Gene member table shows all the genes included in the module. Listed attributes are;

  1. Name: Gene name or Locus tag
  2. Common Name: Gene short name
  3. Type: Type of the feature, usually CDS.
  4. Gene ID: Link to NCBI Gene ID
  5. Chromosome: Chromosome name from annotation file
  6. Start/End:Feature start and end coordinates
  7. Strand: strand of the gene
  8. Description: Description of the gene from annotation file
  9. TF: If the gene is a Transcription Factor or not.

If you are browsing the Network Portal by using Gaggle/Firegoose, firegoose plugin will capture the NameList of the gene members. Captured names can be saved into your Workspace by clicking on "Capture" in the firegoose toolbar or can be directly sent other desktop and web resources by using "Broadcast" option.

Social

You can start a conversation about this module or join the existing discussion by adding your comments. In order to be able to add your comments you need to sign in by using any of the following services;Disqus, Google, Facebook or Twitter. For full compatibility with other network portal features, we recommend using your Google ID.

Definitions

Residual: is a measure of bicluster quality. Mean bicluster residual is smaller when the expression profile of the genes in the module is "tighter". So smaller residuals are usually indicative of better bicluster quality.
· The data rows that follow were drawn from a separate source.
PR #5564, opened 2026-06-11
Cache docker image directly with official Docker actions

bbannier:


bbannier:
Note that since we exceed the cache size coming with the free account, even with these changes we will likely hit cache misses.

timwoj:
In light of the comment on https://github.com/zeek/zeek/pull/5563, should this PR remove uses of that action?

bbannier:
> In light of the comment on #5563, should this PR remove uses of that action?

🤦, fixed now.

timwoj (approved):

PR #5567, opened 2026-06-11
utils/atoi_n: Prevent overflows and fix digit parsing for base < 10

awelzel:
Fuzzing with UBSAN triggered the n = n * base + d line as overflowing, incorporate the atoi_n changes ~to~ from Spicy also in the Zeek code and add some tests for the edge cases.

Reference zeek/spicy#2382 zeek/spicy#2397

### DIFF
--- a/src/util.cc
+++ b/src/util.cc
@@ -25,6 +25,7 @@
 #include <cstdarg>
 #include <cstdio>
 #include <cstdlib>
+#include <limits>
 
 #if defined(HAVE_MALLINFO) || defined(HAVE_MALLINFO2)
 #include <malloc.h>
@@ -1138,8 +1139,10 @@ char* strcasestr(const char* s, const char* find) {
 
 template<std::integral T>
 int atoi_n(int len, const char* s, const char** end, int base, T& result) {
-    T n = 0;
     int neg = 0;
+
+    if ( base < 2 || base > 36 )
+        return 0;
 
     if ( len > 0 && *s == '-' ) {
         neg = 1;
@@ -1147,11 +1150,20 @@ int atoi_n(int len, const char* s, const char** end, int base, T& result) {
         ++s;
     }
 
+    using Unsigned = std::make_unsigned_t<T>;
+    constexpr T min = std::numeric_limits<T>::min();
+    constexpr T max = std::numeric_limits<T>::max();
+    constexpr auto max_value = std::is_signed_v<T> ? static_cast<Unsigned>(min) : static_cast<Unsigned>(max);
+    static_assert(max_value <= std::numeric_limits<uint64_t>::max());
+
+    const auto base_u = static_cast<Unsigned>(base); // base unsigned
+    uint64_t n = 0;
+
     int i;
     for ( i = 0; i < len; ++i ) {
         unsigned int d;
 
-        if ( isdigit(s[i]) )
+        if ( s[i] >= '0' && s[i] < '0' + base )
             d = s[i] - '0';
 
         else if ( s[i] >= 'a' && s[i] < 'a' - 10 + base )
@@ -1164,6 +1176,11 @@ int atoi_n(int len, const char* s, const char** end, int base, T& result) {
             break;
 
         else
+            return 0;
+
+        // Can we multiply n without overflowing? And then
+        // also add the digit just parsed? Else, fail.
+        if ( n > (max_value / base_u) || d > (max_value - n * base_u) )
             return 0;
 
         n = n * base + d;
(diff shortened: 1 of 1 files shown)


src/util.cc
```diff
@@ -1138,20 +1139,31 @@ char* strcasestr(const char* s, const char* find) {
...
     if ( len > 0 && *s == '-' ) {
         neg = 1;
         --len;
         ++s;
     }
 
+    using Unsigned = std::make_unsigned_t<T>;
+    constexpr T min = std::numeric_limits<T>::min();
+    constexpr T max = std::numeric_limits<T>::max();
+    constexpr auto max_value = std::is_signed_v<T> ? static_cast<Unsigned>(min) : static_cast<Unsigned>(max);
```
timwoj: Can you explain this line? Why is the max value for a signed type the min value for the unsigned type? Wouldn't that generally be always zero?

awelzel: It's the min value casted to unsigned. For a signed int8_t, the range is `-128...127` and so the max_value we want to parse for digits ends-up as `128`. But, there's an issue that if `!neg`, the upper limit is actually `127` so this is wrong and the limit needs to be dynamic depending on what `neg` is.

I've added a test for parsing `128` as `int_t`. It succeeds and ends up with `-127` and that's unwanted behavior IMO.

Pondering, the behavior of parsing `-1` or `-2` into into `uint8_t` succeeding and producing `255` or `254` is also not what's wanted. E.g. parsing some supposedly small numbers into an `uint8_t` and someone injecting `-1` should err, not produce `255`.

Let me try to switch this wholesale to `std::from_chars`.

Thanks for the nudge.

awelzel: > Let me try to switch this wholesale to std::from_chars.

Done, this worked out well.

@bbannier - could you also take a look? You mentioned the `-1` to `255` behavior and not breaking the API, but I do think parsing `-1` into an unsigned int is an error.  Maybe could switch rt/util.h also to std::from_chars?

src/util.cc
```diff
@@ -1138,44 +1139,23 @@ char* strcasestr(const char* s, const char* find) {
...
+    if ( base < 2 || base > 36 )
+        return 0;
 
-        else if ( i > 0 )
-            break;
+    const char* last = s + len;
 
-        else
-            return 0;
+    auto r = std::from_chars(s, last, result, base);
```
bbannier, line 1149: I also tried that over in zeek/spicy#2403 and noticed that `std::from_chars` was much slower for very short inputs (by about 2x), and only became marginally faster by about 10% for the very longest inputs. This code probably predates `std::from_chars` so this is no deliberate unrolling, but I found this interesting. One can probably argue that this function is not on the critical path for data processing in Zeek 🤷

src/util.cc
bbannier: The reason I didn't want to change the behavior parsing `"-1"` into an unsigned was that I wanted to backport the ubsan fix, but didn't want to change behavior in a patch release. I explored this in https://github.com/zeek/spicy/pull/2403.

timwoj: I did the same for some of our other number parsing methods in https://github.com/zeek/zeek/pull/5111.

src/util.cc
```diff
@@ -2300,21 +2280,230 @@ TEST_SUITE("util") {
...
 
+        const char* hex0 = "00ff";
+        CHECK(atoi_n(strlen(hex0), hex0, nullptr, 16, val) == 1);
+        CHECK(val == 0xff);
+
         const char* fail = "XYZ";
         CHECK(atoi_n(strlen(fail), fail, nullptr, 10, val) == 0);
     }
 
+    // Test that parsing -1 into an uint8_t is rejected. Also check that 255 is
```
timwoj: I think you can delete this comment. There's enough commenting below to understand what's happening, plus it doesn't appear complete.

src/util.cc
```diff
@@ -2300,21 +2280,230 @@ TEST_SUITE("util") {
...
+        std::string int64t_min_overflow = int64t_min + "9";
+        std::string int64t_max_overflow = int64t_max + "9";
+        r = atoi_n(int64t_min_overflow.size(), int64t_min_overflow.c_str(), nullptr, 10, result);
+        CHECK_EQ(r, 0);
+        r = atoi_n(int64t_max_overflow.size(), int64t_max_overflow.c_str(), nullptr, 10, result);
+        CHECK_EQ(r, 0);
+    }
+
+    TEST_CASE("atoi_n uint64_t") {
+        std::string uint64t_min = "0";
```
timwoj: The `uint32_t` test uses `std::numeric_limits<uint32_t>::min()`. Should this too for consistency?

timwoj (approved):
Just a couple of nits. Looks good to me.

Expression Profile: is a preview of the expression profiles of all the genes under subset of conditions included in the module. Tighter expression profiles are usually indicative of better bicluster quality.

Motif e-value: cMonkey tries to identify two motifs per modules in the upstream sequences of the module member genes. Motif e-value is an indicative of the motif co-occurences between the members of the module.Smaller e-values are indicative of significant sequence motifs. Our experience showed that e-values smaller than 10 are generally indicative of significant motifs.

Genes: Number of genes included in the module.

Functions: We identify functional enrichment of each module by camparing to different functional categories such as KEGG, COG, GO etc. by using hypergeometric function. If the module is significantly enriched for any of the functions, this column will list few of the these functions as an overview. Full list of functions is available upon visiting the module page under the Functions tab.